## [Information supplied]
PR #656, opened 2019-09-09
AB testing for JobRuntimePredictionSelector

tbak:
Initial proposal.

### DIFF
--- a/titus-common/src/main/java/com/netflix/titus/common/util/DateTimeExt.java
+++ b/titus-common/src/main/java/com/netflix/titus/common/util/DateTimeExt.java
@@ -63,7 +63,7 @@ public final class DateTimeExt {
         if (msSinceEpoch == 0L) {
             return null;
         }
-        return ISO_LOCAL_DATE_TIME_FORMATTER.format(Instant.ofEpochMilli(msSinceEpoch)) + 'Z';
+        return ISO_LOCAL_DATE_TIME_FORMATTER.format(Instant.ofEpochMilli(msSinceEpoch));
     }
 
     public static String toTimeUnitAbbreviation(TimeUnit timeUnit) {
--- a/titus-common/src/main/java/com/netflix/titus/common/util/DateTimeExt.java
+++ b/titus-common/src/main/java/com/netflix/titus/common/util/DateTimeExt.java
@@ -31,6 +31,7 @@ import com.google.protobuf.util.Durations;
 public final class DateTimeExt {
 
     private static final DateTimeFormatter ISO_UTC_DATE_TIME_FORMATTER = DateTimeFormatter.ISO_LOCAL_DATE_TIME.withZone(ZoneId.of("UTC"));
+    private static final DateTimeFormatter ISO_LOCAL_DATE_TIME_FORMATTER = DateTimeFormatter.ISO_LOCAL_DATE_TIME.withZone(ZoneId.systemDefault());
 
     private DateTimeExt() {
     }
@@ -56,6 +57,13 @@ public final class DateTimeExt {
             return null;
         }
         return ISO_UTC_DATE_TIME_FORMATTER.format(Instant.ofEpochMilli(msSinceEpoch)) + 'Z';
+    }
+
+    public static String toLocalDateTimeString(long msSinceEpoch) {
+        if (msSinceEpoch == 0L) {
+            return null;
+        }
+        return ISO_LOCAL_DATE_TIME_FORMATTER.format(Instant.ofEpochMilli(msSinceEpoch)) + 'Z';
     }
 
     public static String toTimeUnitAbbreviation(TimeUnit timeUnit) {
--- a/titus-common/src/main/java/com/netflix/titus/common/util/closeable/DefaultCloseableReference.java
+++ b/titus-common/src/main/java/com/netflix/titus/common/util/closeable/DefaultCloseableReference.java
@@ -1,0 +1,84 @@
+/*
+ * Copyright 2019 Netflix, Inc.
+ *
+ * Licensed under the Apache License, Version 2.0 (the "License");
+ * you may not use this file except in compliance with the License.
+ * You may obtain a copy of the License at
+ *
+ *     http://www.apache.org/licenses/LICENSE-2.0
+ *
+ * Unless required by applicable law or agreed to in writing, software
+ * distributed under the License is distributed on an "AS IS" BASIS,
+ * WITHOUT WARRANTIES OR CONDITIONS OF ANY KIND, either express or implied.
+ * See the License for the specific language governing permissions and
+ * limitations under the License.
+ */
+
+package com.netflix.titus.common.util.closeable;
+
+import java.util.concurrent.atomic.AtomicBoolean;
+import java.util.function.Consumer;
+
+import com.netflix.titus.common.util.ExceptionExt;
+
+class DefaultCloseableReference<T> implements CloseableReference<T> {
+
+    private final T resource;
+    private final Runnable closeAction;
+    private final boolean serialize;
+    private final boolean swallowException;
+    private final Runnable onSuccessCallback;
+    private final Consumer<Throwable> onErrorCallback;
+
+    private final AtomicBoolean closed = new AtomicBoolean();
+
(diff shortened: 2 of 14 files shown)


fabiokung:
@tbak LGTM, the only thing missing is a mechanism to have different configuration depending on what A/B cell is selected

titus-server-runtime/src/main/java/com/netflix/titus/runtime/endpoint/admission/JobRuntimePredictionSelectors.java
```diff
@@ -58,18 +59,30 @@ public static JobRuntimePredictionSelector best(Map<String, String> selectionMet
     /**
      * Select prediction with the lowest confidence level which is above the provided confidenceThreshold.
```
fabiokung: javadoc needs to be updated

titus-server-runtime/src/main/java/com/netflix/titus/runtime/endpoint/admission/JobRuntimePredictionUtil.java
```diff
@@ -0,0 +1,35 @@
...
+ * WITHOUT WARRANTIES OR CONDITIONS OF ANY KIND, either express or implied.
+ * See the License for the specific language governing permissions and
+ * limitations under the License.
+ */
+
+package com.netflix.titus.runtime.endpoint.admission;
+
+import org.apache.commons.math3.distribution.NormalDistribution;
+
+public final class JobRuntimePredictionUtil {
```
fabiokung: minor: this class can probably be package protected

titus-server-runtime/src/main/java/com/netflix/titus/runtime/endpoint/admission/JobRuntimePredictionSelectors.java
```diff
@@ -0,0 +1,121 @@
...
+    public static JobRuntimePredictionSelector aboveThreshold(double runtimeThresholdInSeconds,
+                                                              double sigmaThreshold,
+                                                              Map<String, String> selectionMetadata) {
+        return (jobDescriptor, predictions) -> {
+            SortedSet<JobRuntimePrediction> predictionsSet = predictions.getPredictions();
+            if (CollectionsExt.isNullOrEmpty(predictionsSet) || predictionsSet.size() < 2) {
+                return Optional.empty();
+            }
+
+            JobRuntimePrediction last = predictionsSet.last();
```
fabiokung: verify that the confidence here is `0.95` (and document the assumption), given we assume that when calculating `JobRuntimePredictionUtil.NORM_SIGMA`

titus-server-runtime/src/main/java/com/netflix/titus/runtime/endpoint/admission/JobRuntimePredictionSelectors.java
```diff
@@ -0,0 +1,121 @@
...
+            if (last.getRuntimeInSeconds() > runtimeThresholdInSeconds) {
+                return Optional.empty();
+            }
+
+            JobRuntimePrediction first = predictionsSet.first();
```
fabiokung: verify that the confidence here is `0.05` (and document the assumption), given we assume that when calculating `JobRuntimePredictionUtil.NORM_SIGMA`

titus-server-runtime/src/main/java/com/netflix/titus/runtime/endpoint/admission/JobRuntimePredictionSelectors.java
fabiokung: a few words about how `sigma` is our estimation of a stddev for the distribution of predicted runtimes

titus-server-runtime/src/main/java/com/netflix/titus/runtime/endpoint/admission/JobRuntimePredictionSelectors.java
tbak: In this case we should also validate the low quantile.

titus-server-runtime/src/main/java/com/netflix/titus/runtime/endpoint/admission/JobRuntimePredictionUtil.java
```diff
@@ -0,0 +1,35 @@
...
+
+    private static final int LOW_QUANTILE = 5;
+    private static final int HIGH_QUANTILE = 95;
+
+    static final double NORM_SIGMA = computeNormSigma();
+
+    private JobRuntimePredictionUtil() {
+    }
+
+    private static double computeNormSigma() {
```
rostyboost: Documentation:
```
Estimate the standard deviation of a gaussian distribution given 2 quantiles. See https://www.johndcook.com/quantiles_parameters.pdf
```

titus-common/src/main/java/com/netflix/titus/common/util/DateTimeExt.java
```diff
@@ -58,6 +59,13 @@ public static String toUtcDateTimeString(long msSinceEpoch) {
         return ISO_UTC_DATE_TIME_FORMATTER.format(Instant.ofEpochMilli(msSinceEpoch)) + 'Z';
     }
 
+    public static String toLocalDateTimeString(long msSinceEpoch) {
+        if (msSinceEpoch == 0L) {
+            return null;
+        }
+        return ISO_LOCAL_DATE_TIME_FORMATTER.format(Instant.ofEpochMilli(msSinceEpoch)) + 'Z';
```
fabiokung: I think the `Z` is reserved for times in UTC, we shouldn't append it in this case

titus-common/src/main/java/com/netflix/titus/common/util/closeable/DefaultCloseableReference.java
```diff
@@ -0,0 +1,84 @@
...
+            ExceptionExt.silent(onSuccessCallback::run);
+        } catch (Throwable e) {
+            ExceptionExt.silent(() -> onErrorCallback.accept(e));
+            if (!swallowException) {
+                throw e;
+            }
+        }
+    }
+
+    private void doClose() {
```
fabiokung: is this missing a `closed.set(true)`?

titus-server-runtime/src/main/java/com/netflix/titus/runtime/endpoint/admission/JobRuntimePredictionSelectors.java
```diff
@@ -41,51 +61,146 @@ public static JobRuntimePredictionSelector never() {
...
             );
         };
     }
 
+    /**
+     * See {@link #aboveThreshold(double, double, Map)}.
+     */
+    public static JobRuntimePredictionSelector aboveThreshold(Config config, Map<String, String> selectionMetadata) {
+        double runtimeThresholdInSeconds = config.getDouble("runtimeThresholdInSeconds", 600.0);
+        double sigmaThreshold = config.getDouble("sigmaThreshold", 60.0);
```
fabiokung: default here seems to high, it should be probably 2, or 3 from experiments IIRC. @rostyboost confirm?

rostyboost: depends what we consider "default". @tbak wanted to make it so that by default the threshold on `sigma` is a no-op, and we're only thresholding on P95. makes sense to me. in this case I'd argue for the default to be `Double.MAX_VALUE`

titus-common/src/main/java/com/netflix/titus/common/util/closeable/DefaultCloseableReference.java
tbak: Good catch

titus-server-runtime/src/main/java/com/netflix/titus/runtime/endpoint/admission/JobRuntimePredictionSelectors.java
tbak: `Double.MAX_VALUE` as no-op seems to be best here. Will do that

## [Problem details]
Please find how many lines in the records hold "Consumer", then give that number with nothing else.

## [Response area]
2